§ **What to produce**
Print the first line of the records below and every line after it, up to and including the line with "Two very severe". Print nothing else.

§ **Data for this task**

Issue #69, opened 2019-07-03
Adding a textbox with autosize


RonjaKaehne:
The input textbox for the profchecker should automaticly growing if it's needed.

TimothyGillespie:
This issue will very likely be solved by my adjustments as a by product since moving from a textarea to an editable div seems the most practical.

RonjaKaehne:
okay then i assign this issue to you.

TimothyGillespie:
Pretty much solved with #75 automatically.

Issue #19, opened 2019-05-09
Present issues directly in the input


Khazuar:
E.g. by underlining the appropriate text-passages in red. More information should be shown when hovering over the text. Probably depends on #16

PR #75, opened 2019-07-04
Show errors in the user input

TimothyGillespie:
Referring to #19.
Solves #69 as a side effect.

The general basis is set up now. There is no marking up in text. This is missing still.
Currently proofs are checked on every change. This can be fetched with the "onKeyDown" event (ContentEditable doesn't support many events) so that it only get's checked when a certain character like a space or a "." is pressed. This is up to debate.

For implementing the mark up in the user input directly I only need to find a good way to put HTML tags in multiple positions since the index would change and this would invalidate the given position from the issue.


TimothyGillespie:
There are still some known issues. Tests do exist for addStringIgnoringHTML, but since they still fail they are not yet commited. 

Two very severe issues are that putting something like "3 < 5" will break addStringIgnoringHTML since it uses a rather naive approach to recognize HTML tags.

The second severe issue is that the proofEditor is hardly editable because of the way it is being rendered and updated. Also: Deleting a letter from a marked word will make the last letter of the marked word appear outside of the marking.

I will now work on fixing this bugs.

TimothyGillespie:
addHTMLToString has one bug still. It has issues, when the string begins with an HTML Tag it seems as it doesn't count this one in then.

It was also intended to add text inside of HTML tags, but thinking about the later use case it seems to be more useful to actually place them outside of the ignored HTML tags. So the test will have to be changed to this.

TimothyGillespie:
The main issues has been, that I assumed the Array.prototype.map method- unlike the others - would mutate the array. But it didn't.

TimothyGillespie:
I am currently stuck. When you go to the proofEditor and just type some things and add [enters] it will get messed up. It will update the issues on pressing space. I don't see where the issue with the code is and it will try to insert <mark> into <br> and the like.
Maybe someone else can spot the issue which I am just not seeing.

TimothyGillespie:
Why can you not the test the branch with the merge conflicts? Ideally it would be up to date with the master branch but implemented functionality is still there. I will resolve the merge conflicts tomorrow though now that the big changes are through.

Korosensei42:
Oh, only at a second glance I realized I don't have react-contenteditable installed. Gonna do that and then try it out

Korosensei42:
It appears like there is still at least this new error:
https://gyazo.com/4bc3b33ff3f1203ccb01a7c5b1692bc4

Maybe it will be resolved when the conflicts github detected are resolved

TimothyGillespie:
It works properly on my machine. I cannot reproduce the error or wouldn't know how. It's a type error. Generally speaking such an error can't occure because of merge conflicts. Hmm.
Can you describe how you get this error?

TimothyGillespie:
Apparently when I merged it and undid the merge it didn't realize I was still resolving merge conflicts. The merge conflicts are resolved now. The proofEditor of this branch is yet to be debugged in this implementation though.

Korosensei42:
> It works properly on my machine. I cannot reproduce the error or wouldn't know how. It's a type error. Generally speaking such an error can't occure because of merge conflicts. Hmm.
Can you describe how you get this error?

I checked out your branch, pulled it and tried to `npm start` via VS-Code. In the brwoser the first of these type errors was displayed. Then I checked the file it told me where the error should be and there were three of them. Not I tried again and apparently there are five now.
They all are in proodEditor.tsx. Specifically there are problems with the variables `ref` (in line 36), `onChange` (in line 39) and `onKeyDown` (in line 40) and there are problems with `checkInput` (in line 120) and `this.props.userInput` (in line 121).
If you want a detailled error description, I can provide it.
If you want to, I can give you each error description individually.

TimothyGillespie:
I have made some changes. Could you git pull again and tell me if the same errors occure?

Korosensei42:
I mistyped, sorry!

By 

> Not I tried again and apparently there are five now.

I meant "Now I tried again and apparently there are five now."
So I already pulled and checked again.

TimothyGillespie:
That seems odd then. I assume the error is now in the proofEditor/proofEditor.tsx file?
The odd thing is that they don't appear for me at all. I will see what I will do about this. Eventually I will make a new branch from master and implement it into the new system right away. Might be easier and quicker on two fronts now.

§ **Exercise answer**
Issue #69, opened 2019-07-03
Adding a textbox with autosize


RonjaKaehne:
The input textbox for the profchecker should automaticly growing if it's needed.

TimothyGillespie:
This issue will very likely be solved by my adjustments as a by product since moving from a textarea to an editable div seems the most practical.

RonjaKaehne:
okay then i assign this issue to you.

TimothyGillespie:
Pretty much solved with #75 automatically.

Issue #19, opened 2019-05-09
Present issues directly in the input


Khazuar:
E.g. by underlining the appropriate text-passages in red. More information should be shown when hovering over the text. Probably depends on #16

PR #75, opened 2019-07-04
Show errors in the user input

TimothyGillespie:
Referring to #19.
Solves #69 as a side effect.

The general basis is set up now. There is no marking up in text. This is missing still.
Currently proofs are checked on every change. This can be fetched with the "onKeyDown" event (ContentEditable doesn't support many events) so that it only get's checked when a certain character like a space or a "." is pressed. This is up to debate.

For implementing the mark up in the user input directly I only need to find a good way to put HTML tags in multiple positions since the index would change and this would invalidate the given position from the issue.


TimothyGillespie:
There are still some known issues. Tests do exist for addStringIgnoringHTML, but since they still fail they are not yet commited. 

Two very severe issues are that putting something like "3 < 5" will break addStringIgnoringHTML since it uses a rather naive approach to recognize HTML tags.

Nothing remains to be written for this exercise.